- **Task data**:
···

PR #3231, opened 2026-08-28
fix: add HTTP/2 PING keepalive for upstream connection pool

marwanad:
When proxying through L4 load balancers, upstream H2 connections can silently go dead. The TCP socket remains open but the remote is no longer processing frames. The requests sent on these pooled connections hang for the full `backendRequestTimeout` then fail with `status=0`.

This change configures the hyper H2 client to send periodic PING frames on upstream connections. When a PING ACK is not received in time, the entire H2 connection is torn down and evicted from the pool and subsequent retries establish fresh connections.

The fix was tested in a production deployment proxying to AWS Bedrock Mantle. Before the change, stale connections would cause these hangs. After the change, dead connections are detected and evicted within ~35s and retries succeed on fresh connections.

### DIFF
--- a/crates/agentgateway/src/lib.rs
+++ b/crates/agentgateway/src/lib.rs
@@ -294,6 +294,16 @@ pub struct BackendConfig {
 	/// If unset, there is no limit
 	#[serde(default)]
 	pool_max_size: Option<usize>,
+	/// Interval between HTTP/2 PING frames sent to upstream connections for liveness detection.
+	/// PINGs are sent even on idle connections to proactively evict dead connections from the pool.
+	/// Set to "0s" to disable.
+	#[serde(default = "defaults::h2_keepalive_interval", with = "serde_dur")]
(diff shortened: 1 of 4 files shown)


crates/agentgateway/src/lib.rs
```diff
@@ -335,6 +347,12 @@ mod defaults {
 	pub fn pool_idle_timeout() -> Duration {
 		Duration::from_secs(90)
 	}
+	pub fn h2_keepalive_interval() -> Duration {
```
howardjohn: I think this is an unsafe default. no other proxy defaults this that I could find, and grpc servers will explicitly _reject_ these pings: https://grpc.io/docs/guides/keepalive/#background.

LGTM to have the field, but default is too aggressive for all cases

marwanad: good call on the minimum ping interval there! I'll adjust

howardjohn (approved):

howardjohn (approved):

···

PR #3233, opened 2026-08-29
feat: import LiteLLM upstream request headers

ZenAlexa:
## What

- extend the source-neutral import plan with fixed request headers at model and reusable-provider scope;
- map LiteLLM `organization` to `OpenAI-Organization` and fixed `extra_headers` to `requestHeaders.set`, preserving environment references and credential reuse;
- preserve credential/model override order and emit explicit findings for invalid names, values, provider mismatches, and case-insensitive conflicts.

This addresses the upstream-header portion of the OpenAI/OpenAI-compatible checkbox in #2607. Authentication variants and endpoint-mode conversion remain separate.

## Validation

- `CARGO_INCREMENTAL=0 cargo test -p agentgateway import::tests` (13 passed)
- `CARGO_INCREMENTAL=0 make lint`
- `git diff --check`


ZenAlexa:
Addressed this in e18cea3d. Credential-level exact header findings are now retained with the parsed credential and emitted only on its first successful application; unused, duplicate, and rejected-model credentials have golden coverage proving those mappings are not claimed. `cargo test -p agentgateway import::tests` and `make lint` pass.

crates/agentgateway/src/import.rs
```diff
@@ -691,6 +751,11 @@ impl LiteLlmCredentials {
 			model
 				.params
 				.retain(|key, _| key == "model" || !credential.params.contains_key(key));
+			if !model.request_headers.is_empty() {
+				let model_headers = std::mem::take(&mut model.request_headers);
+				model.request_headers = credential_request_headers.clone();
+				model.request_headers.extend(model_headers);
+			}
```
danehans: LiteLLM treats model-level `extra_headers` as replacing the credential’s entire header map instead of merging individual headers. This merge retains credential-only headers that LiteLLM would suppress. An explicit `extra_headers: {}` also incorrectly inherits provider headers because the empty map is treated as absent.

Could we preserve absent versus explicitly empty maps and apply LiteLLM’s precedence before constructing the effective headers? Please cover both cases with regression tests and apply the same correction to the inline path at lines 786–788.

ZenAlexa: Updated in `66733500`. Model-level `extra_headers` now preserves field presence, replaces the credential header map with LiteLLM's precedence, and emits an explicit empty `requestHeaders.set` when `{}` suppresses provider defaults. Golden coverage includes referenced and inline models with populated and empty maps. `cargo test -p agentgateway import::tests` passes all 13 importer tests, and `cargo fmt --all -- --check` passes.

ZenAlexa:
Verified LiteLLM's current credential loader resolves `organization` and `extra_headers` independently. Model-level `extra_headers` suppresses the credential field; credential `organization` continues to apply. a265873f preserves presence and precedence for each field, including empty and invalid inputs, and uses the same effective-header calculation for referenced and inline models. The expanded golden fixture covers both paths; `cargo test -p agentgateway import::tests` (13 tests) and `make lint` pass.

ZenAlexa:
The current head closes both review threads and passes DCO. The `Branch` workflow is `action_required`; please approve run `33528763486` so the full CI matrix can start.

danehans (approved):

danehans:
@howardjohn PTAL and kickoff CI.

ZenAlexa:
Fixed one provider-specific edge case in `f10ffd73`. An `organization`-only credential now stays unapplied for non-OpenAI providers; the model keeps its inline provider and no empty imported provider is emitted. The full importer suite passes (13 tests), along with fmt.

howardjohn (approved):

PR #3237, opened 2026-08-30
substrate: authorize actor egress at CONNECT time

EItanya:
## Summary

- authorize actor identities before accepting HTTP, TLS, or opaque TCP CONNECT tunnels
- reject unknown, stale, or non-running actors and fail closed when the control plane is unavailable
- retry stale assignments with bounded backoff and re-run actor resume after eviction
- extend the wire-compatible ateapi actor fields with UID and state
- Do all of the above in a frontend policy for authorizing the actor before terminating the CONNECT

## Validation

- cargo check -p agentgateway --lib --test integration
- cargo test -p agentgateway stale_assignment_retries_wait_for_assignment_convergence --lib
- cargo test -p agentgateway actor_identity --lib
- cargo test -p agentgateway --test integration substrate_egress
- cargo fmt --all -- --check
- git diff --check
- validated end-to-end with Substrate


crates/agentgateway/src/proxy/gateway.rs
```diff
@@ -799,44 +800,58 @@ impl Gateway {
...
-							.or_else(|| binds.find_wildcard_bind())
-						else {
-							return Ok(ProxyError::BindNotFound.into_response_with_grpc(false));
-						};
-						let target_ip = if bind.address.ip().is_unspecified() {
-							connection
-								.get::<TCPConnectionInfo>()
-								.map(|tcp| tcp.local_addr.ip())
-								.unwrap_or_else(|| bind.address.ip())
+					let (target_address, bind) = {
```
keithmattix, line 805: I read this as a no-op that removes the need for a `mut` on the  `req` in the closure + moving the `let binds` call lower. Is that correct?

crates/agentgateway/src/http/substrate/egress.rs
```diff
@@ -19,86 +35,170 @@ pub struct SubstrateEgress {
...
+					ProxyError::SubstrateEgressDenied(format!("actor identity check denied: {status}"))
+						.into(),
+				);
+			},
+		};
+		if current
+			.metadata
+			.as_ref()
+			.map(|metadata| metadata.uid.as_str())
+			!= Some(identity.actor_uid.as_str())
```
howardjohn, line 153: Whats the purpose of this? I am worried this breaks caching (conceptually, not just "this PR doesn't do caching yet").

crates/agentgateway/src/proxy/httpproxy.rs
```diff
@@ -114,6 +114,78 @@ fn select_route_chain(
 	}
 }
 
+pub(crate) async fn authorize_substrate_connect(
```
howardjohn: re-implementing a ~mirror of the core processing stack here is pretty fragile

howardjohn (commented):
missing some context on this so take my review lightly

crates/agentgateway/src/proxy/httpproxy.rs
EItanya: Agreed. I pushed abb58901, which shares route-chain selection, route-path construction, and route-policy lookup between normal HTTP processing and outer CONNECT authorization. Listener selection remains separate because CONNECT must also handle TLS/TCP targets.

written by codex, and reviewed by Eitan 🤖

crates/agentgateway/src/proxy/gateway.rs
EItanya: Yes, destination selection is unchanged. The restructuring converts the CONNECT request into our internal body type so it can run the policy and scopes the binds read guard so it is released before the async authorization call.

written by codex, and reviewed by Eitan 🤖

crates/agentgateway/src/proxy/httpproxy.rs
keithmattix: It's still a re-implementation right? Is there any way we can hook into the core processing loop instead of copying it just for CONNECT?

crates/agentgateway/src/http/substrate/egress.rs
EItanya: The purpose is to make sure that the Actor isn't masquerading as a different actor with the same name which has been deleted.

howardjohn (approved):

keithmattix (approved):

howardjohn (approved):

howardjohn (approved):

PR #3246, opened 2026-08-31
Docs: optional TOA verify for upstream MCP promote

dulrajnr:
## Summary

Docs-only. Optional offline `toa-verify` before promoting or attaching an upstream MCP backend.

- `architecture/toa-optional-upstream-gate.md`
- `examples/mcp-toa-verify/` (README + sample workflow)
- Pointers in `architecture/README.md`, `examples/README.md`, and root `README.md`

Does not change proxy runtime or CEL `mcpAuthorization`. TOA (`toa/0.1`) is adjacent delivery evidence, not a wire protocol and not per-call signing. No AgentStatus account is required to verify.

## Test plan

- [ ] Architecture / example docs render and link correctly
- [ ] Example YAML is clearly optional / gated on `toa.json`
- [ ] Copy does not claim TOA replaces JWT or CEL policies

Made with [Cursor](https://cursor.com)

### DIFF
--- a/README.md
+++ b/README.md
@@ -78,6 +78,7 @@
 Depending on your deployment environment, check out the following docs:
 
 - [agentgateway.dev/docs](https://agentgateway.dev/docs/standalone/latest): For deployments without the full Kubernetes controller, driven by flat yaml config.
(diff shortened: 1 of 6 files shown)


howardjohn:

···

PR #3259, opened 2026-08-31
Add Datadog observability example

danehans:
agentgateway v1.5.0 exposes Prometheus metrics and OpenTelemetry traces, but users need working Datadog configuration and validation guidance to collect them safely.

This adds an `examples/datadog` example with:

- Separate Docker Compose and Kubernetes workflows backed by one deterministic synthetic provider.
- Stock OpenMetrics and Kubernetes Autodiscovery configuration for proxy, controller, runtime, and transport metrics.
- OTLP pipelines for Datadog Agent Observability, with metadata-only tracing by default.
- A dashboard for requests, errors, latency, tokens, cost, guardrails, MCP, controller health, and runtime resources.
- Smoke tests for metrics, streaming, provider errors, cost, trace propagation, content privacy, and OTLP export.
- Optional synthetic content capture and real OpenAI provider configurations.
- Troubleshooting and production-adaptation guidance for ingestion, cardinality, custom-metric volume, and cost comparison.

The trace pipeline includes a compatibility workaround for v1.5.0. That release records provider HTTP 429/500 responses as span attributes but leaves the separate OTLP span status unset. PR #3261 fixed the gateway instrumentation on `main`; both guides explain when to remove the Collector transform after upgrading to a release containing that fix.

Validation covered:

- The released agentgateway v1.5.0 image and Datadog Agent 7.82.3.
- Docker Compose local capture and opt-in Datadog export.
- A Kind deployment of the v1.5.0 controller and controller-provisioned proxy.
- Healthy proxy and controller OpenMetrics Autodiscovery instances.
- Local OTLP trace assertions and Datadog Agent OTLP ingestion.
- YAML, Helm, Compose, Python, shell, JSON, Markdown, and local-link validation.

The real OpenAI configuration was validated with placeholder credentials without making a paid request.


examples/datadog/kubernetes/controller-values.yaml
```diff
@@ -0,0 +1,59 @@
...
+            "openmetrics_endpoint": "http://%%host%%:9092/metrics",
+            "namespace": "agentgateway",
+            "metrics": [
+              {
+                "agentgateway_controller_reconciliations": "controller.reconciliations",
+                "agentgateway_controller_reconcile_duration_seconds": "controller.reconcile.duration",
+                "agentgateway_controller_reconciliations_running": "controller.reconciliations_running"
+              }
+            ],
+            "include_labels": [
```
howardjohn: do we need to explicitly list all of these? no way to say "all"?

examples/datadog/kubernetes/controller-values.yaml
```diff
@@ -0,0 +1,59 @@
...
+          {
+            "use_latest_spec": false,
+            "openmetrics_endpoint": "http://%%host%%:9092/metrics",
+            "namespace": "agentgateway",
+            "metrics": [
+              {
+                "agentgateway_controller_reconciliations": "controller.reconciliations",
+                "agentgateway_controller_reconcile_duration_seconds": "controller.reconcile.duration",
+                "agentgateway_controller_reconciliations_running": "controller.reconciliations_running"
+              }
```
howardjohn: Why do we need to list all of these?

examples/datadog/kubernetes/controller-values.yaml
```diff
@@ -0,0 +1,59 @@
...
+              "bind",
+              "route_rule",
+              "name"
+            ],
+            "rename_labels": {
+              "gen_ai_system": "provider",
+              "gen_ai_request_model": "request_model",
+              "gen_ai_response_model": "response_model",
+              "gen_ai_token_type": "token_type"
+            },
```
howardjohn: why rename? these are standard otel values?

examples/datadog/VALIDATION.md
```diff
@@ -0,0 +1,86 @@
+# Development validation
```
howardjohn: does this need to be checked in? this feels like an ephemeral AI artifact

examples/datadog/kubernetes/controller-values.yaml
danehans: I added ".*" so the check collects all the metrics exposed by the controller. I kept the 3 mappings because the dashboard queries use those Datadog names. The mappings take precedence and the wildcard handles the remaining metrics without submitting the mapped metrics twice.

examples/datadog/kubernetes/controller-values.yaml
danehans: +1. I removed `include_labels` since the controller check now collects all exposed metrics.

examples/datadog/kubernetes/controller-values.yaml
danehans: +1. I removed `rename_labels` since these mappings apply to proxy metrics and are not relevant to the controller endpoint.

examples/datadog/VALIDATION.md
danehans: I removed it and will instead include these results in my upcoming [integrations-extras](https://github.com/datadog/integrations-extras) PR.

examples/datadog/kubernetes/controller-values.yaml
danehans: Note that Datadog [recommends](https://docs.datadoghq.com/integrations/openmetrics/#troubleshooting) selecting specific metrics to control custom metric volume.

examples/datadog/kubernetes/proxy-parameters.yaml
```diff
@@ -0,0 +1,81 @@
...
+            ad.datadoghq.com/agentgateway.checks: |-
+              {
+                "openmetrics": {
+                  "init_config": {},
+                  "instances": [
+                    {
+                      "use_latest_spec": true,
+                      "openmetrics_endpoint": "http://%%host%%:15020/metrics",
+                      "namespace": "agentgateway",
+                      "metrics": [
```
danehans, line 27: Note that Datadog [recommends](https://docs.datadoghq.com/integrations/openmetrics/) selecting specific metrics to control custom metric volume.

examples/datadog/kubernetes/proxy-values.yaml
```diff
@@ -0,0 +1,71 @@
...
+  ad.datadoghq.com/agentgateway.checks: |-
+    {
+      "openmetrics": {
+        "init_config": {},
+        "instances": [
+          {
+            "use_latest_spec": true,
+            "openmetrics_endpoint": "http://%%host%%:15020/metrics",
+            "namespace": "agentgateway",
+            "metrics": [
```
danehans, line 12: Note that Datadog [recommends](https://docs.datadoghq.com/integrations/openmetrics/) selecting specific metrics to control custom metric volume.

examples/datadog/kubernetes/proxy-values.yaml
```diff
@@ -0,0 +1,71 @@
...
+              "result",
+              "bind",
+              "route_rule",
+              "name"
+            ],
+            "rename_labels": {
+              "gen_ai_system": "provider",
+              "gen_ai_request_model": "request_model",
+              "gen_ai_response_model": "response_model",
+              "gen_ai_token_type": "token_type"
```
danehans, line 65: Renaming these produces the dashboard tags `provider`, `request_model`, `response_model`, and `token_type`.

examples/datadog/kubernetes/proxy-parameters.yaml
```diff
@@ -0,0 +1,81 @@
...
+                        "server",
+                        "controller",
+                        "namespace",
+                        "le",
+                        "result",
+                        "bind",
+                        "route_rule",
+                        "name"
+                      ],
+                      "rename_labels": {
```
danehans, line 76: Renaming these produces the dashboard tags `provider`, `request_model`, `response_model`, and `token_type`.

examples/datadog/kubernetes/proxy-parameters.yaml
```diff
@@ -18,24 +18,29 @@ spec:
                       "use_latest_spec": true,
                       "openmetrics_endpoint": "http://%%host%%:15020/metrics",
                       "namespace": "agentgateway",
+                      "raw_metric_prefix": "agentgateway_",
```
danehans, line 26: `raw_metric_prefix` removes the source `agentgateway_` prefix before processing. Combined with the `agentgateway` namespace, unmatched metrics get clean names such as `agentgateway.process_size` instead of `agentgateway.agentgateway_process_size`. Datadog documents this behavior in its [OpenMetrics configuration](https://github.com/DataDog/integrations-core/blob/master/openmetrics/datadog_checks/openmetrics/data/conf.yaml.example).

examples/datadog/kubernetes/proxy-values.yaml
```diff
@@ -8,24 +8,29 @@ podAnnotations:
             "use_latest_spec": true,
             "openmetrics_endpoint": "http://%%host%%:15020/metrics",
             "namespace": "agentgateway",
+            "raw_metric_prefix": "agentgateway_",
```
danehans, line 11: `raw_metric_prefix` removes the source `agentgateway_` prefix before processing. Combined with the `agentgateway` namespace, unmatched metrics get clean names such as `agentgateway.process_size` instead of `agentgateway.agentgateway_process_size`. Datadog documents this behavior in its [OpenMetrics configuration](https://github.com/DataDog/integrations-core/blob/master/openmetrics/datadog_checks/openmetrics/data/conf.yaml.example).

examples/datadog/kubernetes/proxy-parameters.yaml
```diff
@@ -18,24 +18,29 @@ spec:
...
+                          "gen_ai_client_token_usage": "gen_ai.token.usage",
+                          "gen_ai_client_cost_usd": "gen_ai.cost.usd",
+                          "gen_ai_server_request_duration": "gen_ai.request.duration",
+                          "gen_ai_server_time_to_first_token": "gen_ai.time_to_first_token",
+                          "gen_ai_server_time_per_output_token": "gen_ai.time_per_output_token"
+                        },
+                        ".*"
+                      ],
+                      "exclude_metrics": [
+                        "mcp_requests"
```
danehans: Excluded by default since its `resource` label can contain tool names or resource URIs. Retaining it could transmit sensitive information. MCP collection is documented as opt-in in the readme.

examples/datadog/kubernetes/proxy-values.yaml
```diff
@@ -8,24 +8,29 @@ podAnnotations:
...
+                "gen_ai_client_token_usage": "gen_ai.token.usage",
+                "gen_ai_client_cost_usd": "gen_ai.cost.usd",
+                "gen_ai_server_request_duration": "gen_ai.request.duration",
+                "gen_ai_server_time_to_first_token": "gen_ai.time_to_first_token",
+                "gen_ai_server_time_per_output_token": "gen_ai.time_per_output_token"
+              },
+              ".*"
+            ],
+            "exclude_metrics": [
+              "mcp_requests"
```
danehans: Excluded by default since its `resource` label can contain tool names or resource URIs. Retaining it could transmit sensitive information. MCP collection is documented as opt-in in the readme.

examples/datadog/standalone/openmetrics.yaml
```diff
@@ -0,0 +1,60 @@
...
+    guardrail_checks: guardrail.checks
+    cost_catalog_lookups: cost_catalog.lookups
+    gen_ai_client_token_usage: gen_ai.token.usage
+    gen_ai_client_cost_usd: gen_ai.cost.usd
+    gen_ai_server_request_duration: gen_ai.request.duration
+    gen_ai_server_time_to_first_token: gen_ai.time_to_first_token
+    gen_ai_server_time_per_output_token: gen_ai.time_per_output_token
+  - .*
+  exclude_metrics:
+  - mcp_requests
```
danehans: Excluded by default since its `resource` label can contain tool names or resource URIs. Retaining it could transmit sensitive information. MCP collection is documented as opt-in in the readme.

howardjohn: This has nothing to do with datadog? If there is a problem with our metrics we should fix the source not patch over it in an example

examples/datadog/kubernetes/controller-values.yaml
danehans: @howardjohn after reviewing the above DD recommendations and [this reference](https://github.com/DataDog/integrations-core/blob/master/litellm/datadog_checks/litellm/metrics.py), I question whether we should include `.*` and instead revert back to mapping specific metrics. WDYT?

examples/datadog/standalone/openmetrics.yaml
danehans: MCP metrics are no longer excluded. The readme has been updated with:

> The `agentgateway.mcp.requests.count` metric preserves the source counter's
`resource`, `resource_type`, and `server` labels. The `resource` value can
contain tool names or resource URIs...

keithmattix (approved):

···

Only lines with the word "collects" are needed. Copy them from the preceding records.

danehans: I added ".*" so the check collects all the metrics exposed by the controller. I kept the 3 mappings because the dashboard queries use those Datadog names. The mappings take precedence and the wildcard handles the remaining metrics without submitting the mapped metrics twice.
danehans: +1. I removed `include_labels` since the controller check now collects all exposed metrics.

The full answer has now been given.